Exercise —
Look through the lines below and copy each one that includes "running".

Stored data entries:
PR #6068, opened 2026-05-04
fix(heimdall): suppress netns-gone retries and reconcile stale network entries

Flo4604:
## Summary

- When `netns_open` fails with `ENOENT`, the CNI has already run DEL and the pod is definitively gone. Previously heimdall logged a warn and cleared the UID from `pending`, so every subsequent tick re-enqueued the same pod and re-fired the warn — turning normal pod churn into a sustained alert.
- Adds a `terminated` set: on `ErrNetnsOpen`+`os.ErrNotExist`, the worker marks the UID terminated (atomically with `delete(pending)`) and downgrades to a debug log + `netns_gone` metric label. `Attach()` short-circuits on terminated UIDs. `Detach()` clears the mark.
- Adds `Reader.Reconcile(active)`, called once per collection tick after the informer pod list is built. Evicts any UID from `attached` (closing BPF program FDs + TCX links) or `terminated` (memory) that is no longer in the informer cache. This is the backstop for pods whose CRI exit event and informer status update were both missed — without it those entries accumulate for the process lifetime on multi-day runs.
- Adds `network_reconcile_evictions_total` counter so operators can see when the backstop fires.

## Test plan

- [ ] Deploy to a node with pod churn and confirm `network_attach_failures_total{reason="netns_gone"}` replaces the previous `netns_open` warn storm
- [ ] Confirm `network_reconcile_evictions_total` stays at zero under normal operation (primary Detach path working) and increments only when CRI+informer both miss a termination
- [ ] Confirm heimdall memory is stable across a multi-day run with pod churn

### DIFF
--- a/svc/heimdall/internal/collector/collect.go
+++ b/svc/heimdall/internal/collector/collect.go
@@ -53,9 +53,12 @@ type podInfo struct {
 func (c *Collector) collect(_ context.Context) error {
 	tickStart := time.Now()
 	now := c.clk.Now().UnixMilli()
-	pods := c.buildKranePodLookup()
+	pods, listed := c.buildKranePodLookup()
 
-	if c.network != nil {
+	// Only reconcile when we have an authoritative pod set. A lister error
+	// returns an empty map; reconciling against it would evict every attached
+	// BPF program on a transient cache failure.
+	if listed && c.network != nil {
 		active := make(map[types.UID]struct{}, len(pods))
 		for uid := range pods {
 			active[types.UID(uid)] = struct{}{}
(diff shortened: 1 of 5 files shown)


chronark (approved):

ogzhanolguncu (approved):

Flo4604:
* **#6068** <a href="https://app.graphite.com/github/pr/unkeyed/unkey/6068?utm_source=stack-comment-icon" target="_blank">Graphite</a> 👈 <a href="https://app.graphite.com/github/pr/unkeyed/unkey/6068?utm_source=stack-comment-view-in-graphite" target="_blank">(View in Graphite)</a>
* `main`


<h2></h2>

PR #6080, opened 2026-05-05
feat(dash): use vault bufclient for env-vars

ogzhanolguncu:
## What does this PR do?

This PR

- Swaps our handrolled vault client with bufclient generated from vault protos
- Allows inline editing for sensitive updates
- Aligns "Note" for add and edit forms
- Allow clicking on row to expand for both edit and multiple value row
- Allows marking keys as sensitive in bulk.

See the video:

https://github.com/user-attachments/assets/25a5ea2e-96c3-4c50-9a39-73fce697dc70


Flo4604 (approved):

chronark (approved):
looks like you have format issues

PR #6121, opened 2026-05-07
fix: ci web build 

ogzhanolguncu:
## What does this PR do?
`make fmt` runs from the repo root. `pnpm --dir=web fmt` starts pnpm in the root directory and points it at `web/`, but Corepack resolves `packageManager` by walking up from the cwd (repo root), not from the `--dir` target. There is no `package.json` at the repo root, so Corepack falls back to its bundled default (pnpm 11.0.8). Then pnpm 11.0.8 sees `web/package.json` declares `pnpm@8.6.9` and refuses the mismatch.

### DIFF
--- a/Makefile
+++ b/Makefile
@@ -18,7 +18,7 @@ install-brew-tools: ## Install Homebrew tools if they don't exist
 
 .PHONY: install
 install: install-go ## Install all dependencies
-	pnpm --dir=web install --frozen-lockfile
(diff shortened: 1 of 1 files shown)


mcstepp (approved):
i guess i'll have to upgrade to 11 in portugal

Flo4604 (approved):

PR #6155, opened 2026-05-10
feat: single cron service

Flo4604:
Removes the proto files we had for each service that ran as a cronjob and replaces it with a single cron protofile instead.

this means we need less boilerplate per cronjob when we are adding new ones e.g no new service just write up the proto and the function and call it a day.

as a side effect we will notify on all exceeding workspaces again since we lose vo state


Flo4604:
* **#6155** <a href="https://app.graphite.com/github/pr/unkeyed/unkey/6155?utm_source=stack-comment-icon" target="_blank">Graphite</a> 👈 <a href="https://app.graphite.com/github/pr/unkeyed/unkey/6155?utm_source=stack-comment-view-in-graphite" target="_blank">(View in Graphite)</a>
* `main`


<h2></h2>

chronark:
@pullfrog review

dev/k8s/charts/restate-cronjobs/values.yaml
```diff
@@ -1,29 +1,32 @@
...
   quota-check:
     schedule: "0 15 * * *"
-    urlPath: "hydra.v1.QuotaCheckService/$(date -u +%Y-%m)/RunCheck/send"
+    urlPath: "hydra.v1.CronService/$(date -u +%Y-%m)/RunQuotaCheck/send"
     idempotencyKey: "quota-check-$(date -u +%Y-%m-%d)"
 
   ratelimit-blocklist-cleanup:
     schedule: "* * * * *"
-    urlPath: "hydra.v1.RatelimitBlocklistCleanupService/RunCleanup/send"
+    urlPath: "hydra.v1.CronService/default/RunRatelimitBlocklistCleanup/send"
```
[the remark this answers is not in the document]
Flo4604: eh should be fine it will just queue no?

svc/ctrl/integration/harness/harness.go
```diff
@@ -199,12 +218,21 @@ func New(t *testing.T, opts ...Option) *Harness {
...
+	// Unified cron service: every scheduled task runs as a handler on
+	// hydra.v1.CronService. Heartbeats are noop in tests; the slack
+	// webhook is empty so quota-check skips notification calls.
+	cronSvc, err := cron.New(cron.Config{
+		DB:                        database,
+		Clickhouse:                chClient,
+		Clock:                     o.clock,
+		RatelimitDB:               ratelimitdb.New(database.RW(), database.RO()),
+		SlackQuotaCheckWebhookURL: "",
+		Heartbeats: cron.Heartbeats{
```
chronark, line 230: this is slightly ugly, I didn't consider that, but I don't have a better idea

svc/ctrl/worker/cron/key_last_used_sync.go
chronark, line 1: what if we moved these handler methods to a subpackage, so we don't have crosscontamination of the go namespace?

==

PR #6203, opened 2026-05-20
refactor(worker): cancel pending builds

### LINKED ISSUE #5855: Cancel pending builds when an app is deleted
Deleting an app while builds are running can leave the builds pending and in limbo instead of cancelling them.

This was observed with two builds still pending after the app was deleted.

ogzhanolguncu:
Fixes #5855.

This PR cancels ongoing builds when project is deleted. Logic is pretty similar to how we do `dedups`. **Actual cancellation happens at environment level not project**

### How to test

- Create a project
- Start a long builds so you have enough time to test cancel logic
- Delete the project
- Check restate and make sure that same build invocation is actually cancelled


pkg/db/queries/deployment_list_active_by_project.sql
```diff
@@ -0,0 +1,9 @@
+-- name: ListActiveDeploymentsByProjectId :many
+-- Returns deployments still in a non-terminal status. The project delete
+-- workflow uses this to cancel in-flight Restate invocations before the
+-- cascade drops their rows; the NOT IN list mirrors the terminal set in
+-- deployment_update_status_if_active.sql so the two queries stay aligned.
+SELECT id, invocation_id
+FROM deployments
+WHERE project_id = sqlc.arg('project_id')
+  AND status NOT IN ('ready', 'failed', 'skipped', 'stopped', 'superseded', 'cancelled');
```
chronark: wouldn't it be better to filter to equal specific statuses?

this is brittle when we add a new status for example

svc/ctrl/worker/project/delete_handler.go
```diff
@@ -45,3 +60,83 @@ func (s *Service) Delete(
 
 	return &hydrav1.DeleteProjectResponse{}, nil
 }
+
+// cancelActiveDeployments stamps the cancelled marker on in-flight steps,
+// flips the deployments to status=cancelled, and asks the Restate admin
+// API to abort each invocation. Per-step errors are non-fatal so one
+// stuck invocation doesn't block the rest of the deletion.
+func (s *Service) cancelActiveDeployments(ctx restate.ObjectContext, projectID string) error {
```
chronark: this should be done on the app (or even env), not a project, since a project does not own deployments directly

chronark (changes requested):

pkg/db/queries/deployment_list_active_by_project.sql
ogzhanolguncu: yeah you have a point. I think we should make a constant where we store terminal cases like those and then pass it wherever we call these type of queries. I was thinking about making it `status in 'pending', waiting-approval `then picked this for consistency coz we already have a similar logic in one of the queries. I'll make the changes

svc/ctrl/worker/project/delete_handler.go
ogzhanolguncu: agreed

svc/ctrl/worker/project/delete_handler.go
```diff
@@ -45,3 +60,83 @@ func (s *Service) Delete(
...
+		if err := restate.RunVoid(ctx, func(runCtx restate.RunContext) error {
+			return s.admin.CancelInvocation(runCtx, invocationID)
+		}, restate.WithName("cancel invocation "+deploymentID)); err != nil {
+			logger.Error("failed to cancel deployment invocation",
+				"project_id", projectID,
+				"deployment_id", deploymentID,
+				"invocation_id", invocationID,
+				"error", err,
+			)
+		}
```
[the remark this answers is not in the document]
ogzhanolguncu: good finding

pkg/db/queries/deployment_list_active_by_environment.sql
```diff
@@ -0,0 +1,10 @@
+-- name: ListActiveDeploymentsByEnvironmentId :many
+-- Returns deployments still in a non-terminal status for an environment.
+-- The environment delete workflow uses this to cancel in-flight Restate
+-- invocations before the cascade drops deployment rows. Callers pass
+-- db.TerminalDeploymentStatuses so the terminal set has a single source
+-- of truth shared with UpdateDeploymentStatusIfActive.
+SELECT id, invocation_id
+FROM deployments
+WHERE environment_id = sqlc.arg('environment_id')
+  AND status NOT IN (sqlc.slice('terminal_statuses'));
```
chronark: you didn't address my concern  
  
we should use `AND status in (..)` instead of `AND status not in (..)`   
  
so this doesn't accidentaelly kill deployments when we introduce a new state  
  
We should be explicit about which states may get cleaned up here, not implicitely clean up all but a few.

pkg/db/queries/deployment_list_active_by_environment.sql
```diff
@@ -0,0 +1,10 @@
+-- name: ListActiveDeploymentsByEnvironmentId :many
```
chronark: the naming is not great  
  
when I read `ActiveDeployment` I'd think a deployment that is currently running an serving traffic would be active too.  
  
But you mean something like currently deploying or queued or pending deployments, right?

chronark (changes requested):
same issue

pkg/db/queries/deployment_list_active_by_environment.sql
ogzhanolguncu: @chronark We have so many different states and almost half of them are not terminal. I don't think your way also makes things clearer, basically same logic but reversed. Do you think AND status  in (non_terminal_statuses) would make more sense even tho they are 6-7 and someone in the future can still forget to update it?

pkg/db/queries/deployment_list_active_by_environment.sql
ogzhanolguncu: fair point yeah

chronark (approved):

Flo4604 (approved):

Response box —
Deleting an app while builds are running can leave the builds pending and in limbo instead of cancelling them.
when I read `ActiveDeployment` I'd think a deployment that is currently running an serving traffic would be active too.  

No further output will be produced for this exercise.